Author of Orphia And Eurydicius, Elyse John, tells DIVA about bi books
BY ELYSE JOHN
What does bisexual joy look like? When I imagine it, I can’t picture the rainbow glitter of pride parades. I see something like a trace of gold, glinting in the air after the spectators have left.
Some of the biggest names in contemporary fiction, like Melissa Broder and Sally Rooney, have centred bi characters in novels devoured by readers. Yet bisexual joy still feels new, and it still feels scarce. Part of that may be due to how rarely bisexuality is examined in mainstream culture – how little talk there is about how it feels to be bisexual, and the particular marginalizations bi people face.
Bisexual joy grows against a backdrop of pain: the process of repeatedly coming out; being treated as “not straight enough” and “not queer enough” simultaneously; alarming mental health stats, and the heightened risk of domestic violence for bisexual women. Experiencing erasure and hostility from different groups, bi people can feel isolated and voiceless.
In the soil of this pain, narratives of triumph bloom: romance as self-love, success as a signal of hope. If joyous bi novels with contemporary settings explore modern happiness, what do mythic bi stories have to say? Are they mired in the laws of the ancient past? Or might they speak to the present through their relationship dynamics? As my novel Orphia And Eurydicius approaches publication, I reflect that while it shows the barriers hemming in its main characters, it also celebrates a romance between a bisexual man and woman with mythic passion. Pain sings through Orphia’s story, but I hope joy offers a rhythm too, rejecting the song of the active man and passive woman, making its own gender-role-defying myths.

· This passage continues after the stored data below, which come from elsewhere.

PR #4651, opened 2026-03-15
Add -M to test.sh, and fix five faults in the same file

matrix:
`-M` runs 24 hash modes chosen one per distinct code path, which is the list the first commit here put in. Running a wider set over it turned up three faults in this file, and those are what this branch now carries beyond `-M` itself. All three are reproduced below.

## `-M`

The list is the one the first commit had, and review settled that it stays: the benchmark array in `src/benchmark.c` answers which modes a user wants measured, while `-M` answers the other end, one mode per distinct code path for a short run before a full sweep. Reading the array instead cost six of those paths, `14511` and `14600` outright, and `20510`, `14900`, `15400` and `33500` each reached by their own number.

```
$ grep -cE '^[[:space:]]*(if|elif) .*20510|20510\) skip_type' tools/test.sh
12
$ grep -cE '^[[:space:]]*(if|elif) .*20510' tools/test_edge.sh
4
```

One thing does change. Six of the 24 are the first entry of a family list defined near the top of the same file, so they are read from there rather than typed twice:

```
-  MINIMAL_MODES="0 100 110 400 500 2600 3000 3200 6211 11600 12500 13711 14200 14511 14600 14900 15400 15700 20510 22000 29511 33000 33500 34100"
+  MINIMAL_MODES="0 100 110 400 500 2600 3000 3200 ${TC_MODES%% *} 11600 12500 ${VC_MODES%% *} 14200 ${CL_MODES%% *} ${LUKS1_LEGACY_MODE} 14900 15400 15700 20510 22000 ${LUKS1_MODES%% *} 33000 33500 ${LUKS2_MODES}"
```

The two give the same 24 modes, and the second follows the family when the family changes.

End to end, the same command over both forms of the list:

```
$ ./tools/test.sh -M -t single -a 0 -d 1

list                          modes   Error   time
the 24 typed out               24      1      1238s
six of them read back          24      1      1244s
```

The same 24 hash modes are initialised on either side. The one error is mode 14200 both times, 4 of 8 not found on one run and 3 of 8 on the other, which is the mode and not the list: `tools/test.pl` generates fresh passwords per run, so how much of it goes wrong moves and the fact that it does stays.

```
[ Type 14200, Attack 0, Mode single, Device-Type Gpu, Kernel-Type Optimized, Vector-Width 1 ] > Error : 4/8 not found, 0/8 not matched, 0/8 timeout, 0/8 skipped
```

Nothing else in this file reaches a `-t single -a 0` run: the other two changes are inside `attack_3 ()`, and the four skips are for hash modes the minimal list does not name.

The assignment also stops needing the line the packaging mode carried for it. A package has no `src/`, which is why reading `src/benchmark.c` from a packaged run needed that line, and the family lists this one reads instead are literals in the same file.

## The four hash modes skipped for Apple

```
$ ./tools/test.sh -m 600 -t all -a 0 -d 1
```

Before the change that command prints nothing at all, not even the `Init test` line, because the mode is never initialised. After:

```
[ test_1789257260 ] > Init test for hash type 600.
[ test_1789257260 ] [ Type 600, Attack 0, Mode single, Device-Type Gpu, Kernel-Type Optimized, Vector-Width 1 ] > OK : 0/8 not found, 0/8 not matched, 0/8 timeout, 0/8 skipped
[ test_1789257260 ] [ Type 600, Attack 0, Mode multi,  Device-Type Gpu, Kernel-Type Optimized, Vector-Width 1 ] > OK : 0/1 not found, 0/1 not matched, 0/1 timeout, 0/1 skipped
[ test_1789257260 ] [ Type 600, Attack 0, Mode single, Device-Type Gpu, Kernel-Type Optimized, Vector-Width 4 ] > OK : 0/8 not found, 0/8 not matched, 0/8 timeout, 0/8 skipped
[ test_1789257260 ] [ Type 600, Attack 0, Mode multi,  Device-Type Gpu, Kernel-Type Optimized, Vector-Width 4 ] > OK : 0/1 not found, 0/1 not matched, 0/1 timeout, 0/1 skipped
```

The same run on all four modes:

```
  mode    version   OK   Error   Skip   what the run printed
  600     before    0    0       0      nothing
  600     after     4    0       0      4 verdicts
  1800    before    0    0       0      nothing
  1800    after     4    0       0      4 verdicts
  6900    before    0    0       0      nothing
  6900    after     4    0       0      4 verdicts
  18600   before    0    0       0      nothing
  18600   after     4    0       0      4 verdicts
```

Each of the four skips carries a comment naming a cause, and all four causes are gone. 600 and 6900 blame `Digest::BLAKE2` and `Digest::GOST` on Apple Silicon, and `tools/install_modules.sh` installs the two patched forks:

```
$ grep -n 'p5-Digest-BLAKE2\|digest-gost' tools/install_modules.sh
177:install_module "https://github.com/matrix/p5-Digest-BLAKE2.git"
179:install_module "https://github.com/matrix/digest-gost.git"
```

18600 blames `Crypt::GCrypt`, which `1cc8ed779` took out of the suite on 2025-07-12, fourteen months ago. Nothing under `tools/` mentions it any more, and `tools/test_modules/m18600.pm` uses `Crypt::Blowfish` and `Crypt::Mode::CFB`.

```
$ git log -1 --format='%h %ci %s' 1cc8ed779
1cc8ed779 2025-07-12 20:00:43 +0200 get rid of Crypt::GCrypt
$ git grep -c GCrypt -- tools/
$ echo $?
1
```

No other platform is affected either way. Each of the four skips was guarded by the platform before it did anything, so on anything but a Mac the four blocks were already dead code:

```
-      if [[ "$OSTYPE" == "darwin"* ]]; then
-      if [ "${IS_APPLE_SILICON}" -eq 1 ]; then
-      if [ "${IS_APPLE_SILICON}" -eq 1 ]; then
-      if [[ "$OSTYPE" == "darwin"* ]]; then
```

1800's comment is the fourth, and says only "test.pl produce wrong hashes with Apple, would be necessary to investigate to understand why". The runs above are that investigation: the oracle's hashes are the ones hashcat cracks, on this machine, in every attack the suite covers.

## The multi byte test, and the mask it selects

These two are one change, because fixing the first is what exposes the second. Three versions of this file, differing only in the mask region, over `-m 600` five times each:

```
$ ./tools/test.sh -m 600 -t multi -a 3 -d 1 -O

version   run   OK  Error  Warning  branch  mask lines  ?d on one line  hashes  time
head       1    0   2      0        ?d      -           -               2       12s
head       2    0   2      0        ?d      -           -               3       12s
head       3    2   0      0        ?d      -           -               7        7s
head       4    2   0      0        ?d      -           -               1        5s
head       5    0   2      0        ?d      -           -               1       12s
+ tr -d    1    2   0      0        ?d      -           -               7        7s
+ tr -d    2    0   0      2        hcmask  8           12              8      812s
+ tr -d    3    0   0      2        hcmask  8           17              8      812s
+ tr -d    4    0   0      2        hcmask  8           12              8      809s
+ tr -d    5    -   -      -        hcmask  8           11              8       n/a
this patch 1    2   0      0        hcmask  1            7              1        8s
this patch 2    2   0      0        hcmask  1            2              1        4s
this patch 3    2   0      0        hcmask  1            2              1        5s
this patch 4    2   0      0        ?d      -           -               7        7s
this patch 5    2   0      0        hcmask  2            7              2        8s
```

Five runs per side because `tools/test.pl` generates fresh passwords each time, so which branch the run takes and whether the single mask happens to cover them is not fixed. The fifth run of the middle side has no verdict and no time: the machine went to sleep in the middle of it, and what it wrote before that is still its own.

On the head of this branch the multi byte branch never fires, so the run gets one `?d` mask. The suite's own reproduction line, from the `test_report.log` of run 1:

```
./hashcat --quiet --potfile-disable --logfile-disable -d 1 -O --runtime 400 -D 2 --backend-vector-width 1 -a 3 -m 600 --increment --increment-min 1 --increment-max 8 test_1789259898/600_multihash_bruteforce.txt ?d?d?d?d?d?d?d?d
```

and the two verdicts that run came back with:

```
[ Type 600, Attack 3, Mode multi,  Device-Type Gpu, Kernel-Type Optimized, Vector-Width 1 ] > Error : 1/1 not found, 0/1 not matched, 0/1 timeout, 0/1 skipped
[ Type 600, Attack 3, Mode multi,  Device-Type Gpu, Kernel-Type Optimized, Vector-Width 4 ] > Error : 1/1 not found, 0/1 not matched, 0/1 timeout, 0/1 skipped
```

The two passwords in that run's window carry a multi byte character each, so no `?d` mask spells either of them. With the test fixed and nothing else, the hcmask branch fires and takes every password in the file, digits still spelled `?d`, which is one line per password and no bound on how many `?d` a line gets. The Linux section below shows one of those files.

Eleven digit positions on one line is 10^11 candidates for that line alone, and there are several, so runs 2, 3 and 4 each timed out twice, once per vector width, at the 400 seconds a kernel the suite allows, and took 809 to 812 seconds to come back having found nothing new.

Taking the same length window the single mask path takes bounds a line at `increment_max` positions, which is the bound that path already lived with, and takes the same hashes. Five runs, no error and no warning, four to eight seconds.

The same one run per side on four other fast modes:

```
mode    version      OK  Error  branch  mask lines  ?d on one line  time
0       head         2   0      ?d      -           -                4s
0       this patch   2   0      hcmask  4            5               6s
100     head         2   0      ?d      -           -                5s
100     this patch   2   0      hcmask  2            7               6s
1400    head         2   0      ?d      -           -               10s
1400    this patch   2   0      hcmask  2            1                5s
1700    head         0   2      ?d      -           -               19s
1700    this patch   2   0      hcmask  1            2                6s
6900    head         0   2      ?d      -           -               23s
6900    this patch   2   0      hcmask  3            2               15s
```

1700 and 6900 fail on the head for the same reason 600 does. 0, 100 and 1400 pass there because that run's in-window passwords happened to be digits only, and move to the hcmask branch here, which is the path that does not depend on that.

### And the same file on Linux

`-P` is a GNU extension, so the branch that never fires on a Mac is the one Linux takes, and there the second fault is what master does today. Two files, `tools/test.sh` as master has it and this branch's, against one binary built from master, one set of oracles and an RTX 4080:

```
$ ./tools/test.sh -m 600 -t multi -a 3 -O -d 1

version     run   OK  Error  Warning  branch  mask lines  ?d on one line  hashes  time
master       1    0   1      1        hcmask  8           12              8       903s
this file    1    2   0      0        hcmask  2            7              2         9s
master       2    0   0      2        hcmask  8           17              8       888s
this file    2    2   0      0        hcmask  3            5              3         8s
master       3    2   0      0        ?d      -           -               7        10s
this file    3    2   0      0        hcmask  1            1              1         4s
```

Two of the three runs on master took the hcmask branch and came back a quarter of an hour later, one with an error and a warning and one with two warnings, having timed out at the 400 seconds a kernel the suite allows. The third got a window with no multi byte character in it, took the single mask path and passed in ten seconds. Which of the two happens is down to the passwords `tools/test.pl` made that minute. The `+ tr -d` rows of the first table are that same state reached on a Mac, by fixing the test and nothing else.

The two files the second run wrote, kept from it. Master's, eight lines including the empty one the zero length password makes, and the seventh of them is seventeen digit positions, which is 10^17 candidates for that line alone:

```

龍?d?d?d
?d?d?d龍?d?d?d
?dＡ?d码?d?d
龍😀?d?d?d?d
?d?d龍😀?d?d?d?d?d?d?d?d?d
?d?d?d?d?d?d?d?d?d码?d?d?d?d文?d?d?d?d
カ€?dＡ?d?d?dか?d?d?d?d😀中?d中
```

and this file's, from the same run, three lines and five positions at the widest:

```
?d?d
?d?d?d?d?d
龍?d?d?d
```

`-m 1700` there, one run a side: master took the single mask path that time and passed in 17 seconds, this file took the hcmask path with three lines and five digit positions and passed in five.

## On `tools/test_edge.sh`

This pull request changes `tools/test.sh` and adds no hash mode, so there is no mode whose `tools/test_edge.sh` output would differ. That script's own side of the same review comment is in #4852.


jsteube:
In "test.sh", and again in "test_edge.sh" in #4852:

```
MINIMAL_MODES="0 100 110 400 500 2600 3000 3200 6211 11600 12500 13711 14200 14511 14600 14900 15400 15700 20510 22000 29511 33000 33500 34100"
```

Six of those are the head of a list that sits a few lines above in the same file: 6211 is TC_MODES, 13711 is VC_MODES, 14511 is CL_MODES, 14600 is LUKS1_LEGACY_MODE, 29511 is LUKS1_MODES, 34100 is LUKS2_MODES. Add a container family and the -M run still passes, one family short of what it claims to cover.

Before, a list of the modes that matter was read from the source. In "benchmark_deep.pl" that is DEFAULT_BENCHMARK_ALGORITHMS_BUF out of "benchmark.c", and in "test_coverage.sh" it is the family lists out of "test.sh". Now the same 24 modes are typed out in two more files.

I would have -M read DEFAULT_BENCHMARK_ALGORITHMS_BUF the way "benchmark_deep.pl" does, and where a mode belongs in that set and is missing, add it there rather than keep a second list beside it. That is what I would want settled before this and #4852 go in.

The help text in both scripts and the section in #4854 all describe -M as 24 hash types covering every code path, so those three strings follow from it too.

Separately for #4852, the mode loop in "test_edge.sh" still globs .pm only, so 1000 and 5200 have been outside the edge suite since #4817 merged.

matrix:
Done, `-M` reads the array and the hardcoded list is gone, and the three strings that called it 24 hash types go with it: the help text here, the one in `tools/test_edge.sh` in #4852, and the section in #4854.

It parses `DEFAULT_BENCHMARK_ALGORITHMS_BUF` the same way `benchmark_deep.pl` does, and gives the same answer. Both parsers over the same file, over a copy with seven of the twelve stale modes added to the array, `110 2600 6211 13711 14511 14900 15400`, and with the file not there at all, so the agreement is not an artefact of one list:

```
                                 benchmark_deep.pl   test.sh -M
src/benchmark.c                       107 modes       107 modes, identical
the same plus those seven             114 modes       114 modes, identical
the file not there                     dies           empty list, the error path exits 1
```

`-M` orders them numerically where `benchmark_deep.pl` keeps file order, which changes nothing: `HASH_TYPES` is the list the loop walks. The assignment sits with the other lists this file reads out of `src/`, because the copy it writes into a package freezes all of them into literals and a packaged run has no `src/`.

On the second half, adding what belongs in the set, I have left `src/benchmark.c` alone, and here is what it would take so the choice is yours rather than mine. Your six heads against the array:

```
list                 head    head in array   members   members in the array
TC_MODES             6211    no              24        29341
VC_MODES             13711   no              48        29421
CL_MODES             14511   no              15        none
LUKS1_LEGACY_MODE    14600   no               1        none
LUKS1_MODES          29511   yes             12        29511
LUKS2_MODES          34100   yes              1        34100
```

Two of the six heads are in the array. Four are not, and of those, TC and VC are still reached through another member of the family while `CL_MODES` and the legacy LUKS1 mode are not reached at all. So `-M` covers four of the six container families today and two of them not.

The twelve modes the hardcoded list had that the array does not are the whole of the candidate set:

```
110 2600 6211 13711 14200 14511 14600 14900 15400 20510 33000 33500
```

Adding any of them changes what `hashcat -b` reports for every user, which is not a call I should make from the test side, and it is a one line edit in `src/benchmark.c` now that nothing keeps a second copy. If you put in what you want there, `-M` picks it up with no further change here.

On `test_coverage.sh`, which reads the family lists out of this file: its reader is `grep -hoE '^[A-Z0-9_]*MODES="[0-9 ]*"'`, and the new assignment is `MINIMAL_MODES=$(`, so it is not picked up as a container list. The packaged copy of `test.sh` does have it rewritten to a literal, along with `PM_MODES` and the rest, and `test_coverage.sh` is not shipped into a package.

The branch has grown since you looked, all of it in the same file:

* the `-a 3` multi hash path tested for a multi byte character with `grep -qP`, which is a GNU extension. The grep on a Mac answers `invalid option -- P` and exits 2, `2>/dev/null` hides it, and the branch was never taken there. It is `tr` deleting the ASCII bytes and asking whether anything is left.
* the same path took every generated password once the branch did fire, while spelling digits as `?d`. Over one generation pass across all 513 modes that have an oracle, 3010 of the 3630 passwords come out longer than 8 bytes, which is where the single mask path stops on a fast hash, and those carry 15 digits at the median. Mode 22400 produces a 128 byte password of nothing but digits, which would be one line of that mask file asking for 10^128 candidates. It now takes the same length window the single mask path takes, so a mask covers at most `increment_max` positions, which is the bound that path already lived with.
* the four hash modes skipped for Apple: 1800, 600, 6900 and 18600. Their oracles produce the right hashes here, `tools/install_modules.sh` installs the two patched forks the comments blame, and `Crypt::GCrypt` left the suite in `1cc8ed779` fourteen months ago. The reproduction and the runs on both sides are in the description.

jsteube:
The first version of the section in #4854 said what -M is for:

```
* Minimal mode (-M): Test only 24 hash types that cover all distinct code paths and logic branches. This is useful for quick validation without running the full test suite across all hash modes
```

Pointing at DEFAULT_BENCHMARK_ALGORITHMS_BUF was my mistake, and I was not clear about who -M is for. The array answers which modes a user wants measured. What -M is for is the opposite end: the most diverse setups the tree has, one per distinct code path, so that a change touching many modes at once can be checked in a single short run before anyone spends a night on a full sweep. The 24 were chosen for that, and the benchmark list cannot stand in for them, because it was chosen to answer the other question.

Against that purpose the new list moves backwards twice over. The count goes from 24 to 107, and 6 code paths drop out: 14511, the only CL_MODES entry present in either script, 14600, which is LUKS1_LEGACY_MODE, and 20510, 14900, 15400 and 33500, each reached by its number, with 11 branches for 20510 in "test_edge.sh" alone. No coverage is lost for 6211 and 13711, since 29341 and 29421 are in the array and take the same container handling.

So I would put the list back to your first commit, with the help string and the section in #4854 going back with it. The three faults the wider run turned up stay, and so does the glob fix in #4852, since both stand on their own.

One part of my earlier comment survives that, and it does not block anything. Six of the 24 are the first entry of a list defined a few lines above, so reading them from there keeps -M following the family when the family changes:

```
LUKS1_LEGACY_MODE="14600"
CL_MODES="14511 14512 14513 14521 14522 14523 14531 14532 14533 14541 14542 14543 14551 14552 14553"
```

matrix:
Reverted. The list is the one the first commit had, mode for mode, and the help string here goes back with it. `src/benchmark.c` was never touched either way.

Your six paths check out against the array as it stands:

```
mode    in DEFAULT_BENCHMARK_ALGORITHMS_BUF   what reaches it
14511   no                                    the only CL_MODES entry either script has
14600   no                                    LUKS1_LEGACY_MODE
20510   no                                    its own number
14900   no                                    its own number
15400   no                                    its own number
33500   no                                    its own number
6211    no, but 29341 is                      the same container handling
13711   no, but 29421 is                      the same container handling
```

One number in your comment is on the other file. `20510` is named in twelve conditions of `tools/test.sh` and four of `tools/test_edge.sh`, not eleven of the latter, which puts the weight of it on the file this pull request changes:

```
$ grep -cE '^[[:space:]]*(if|elif) .*20510|20510\) skip_type' tools/test.sh
12
$ grep -cE '^[[:space:]]*(if|elif) .*20510' tools/test_edge.sh
4
```

The part of your first comment that survives is in:

```
-  MINIMAL_MODES="0 100 110 400 500 2600 3000 3200 6211 11600 12500 13711 14200 14511 14600 14900 15400 15700 20510 22000 29511 33000 33500 34100"
+  MINIMAL_MODES="0 100 110 400 500 2600 3000 3200 ${TC_MODES%% *} 11600 12500 ${VC_MODES%% *} 14200 ${CL_MODES%% *} ${LUKS1_LEGACY_MODE} 14900 15400 15700 20510 22000 ${LUKS1_MODES%% *} 33000 33500 ${LUKS2_MODES}"
```

Same 24 modes, and now `-M` follows a family list when the family changes rather than pinning the entry that happened to be first when it was written. It needed no packaging rewrite: those lists are literals in this file, so a packaged copy has them, which the array read did not.

The three faults stay here, and the glob fix stays in #4852. That one has had its `-M` half taken back out the same way, so what is left there is the glob, the skip for the two modes whose oracle is a `.py`, and the 73000 message that was only printed on Darwin. The section in #4854 goes back to what it said.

In her poem Bisexuality, Hera Lindsay Bird writes: “They won’t let you out of the closet to get back in again”. Bird’s poem claws its way out of the closet with imagery. Comparing bisexuality to “climbing out of a burning building / into a second identical burning building”, it suggests the compounded stress of bi experience. Maybe that’s why a romance about a poet-storyteller seemed ripe for a bisexual retelling: many of us jump from one fire to another, hoping to put out the conflagration with words, trying to speak ourselves into both visibility and safety. If our real stories can’t be heard, our fictional tales might be.
Perhaps bisexual joy doesn’t look like a rainbow just yet. I still hope for a day when bi authors can step out in the classic pride colours, confident that there will be no questions. No “How is your book queer?” Or “Should you be at Pride?”

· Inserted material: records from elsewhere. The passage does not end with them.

PR #4652, opened 2026-03-15
fix Rust build race condition

matrix:
details in #4602


pwrbob:
Thanks for this change, it looks good to me!

jsteube:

Until then, bi books persist as gold glitter, stubbornly rising.
Elyse John is the author of the novel Orphia And Eurydicius, a bi-for-bi retelling of the Orpheus and Eurydice myth, coming out from HarperCollins on 28 March (UK) and 2 April (USA/CAN). She studied literature, writing and French at university, completing a PhD. Her poetry nominations include the Pushcart Prize and several major Australian prizes.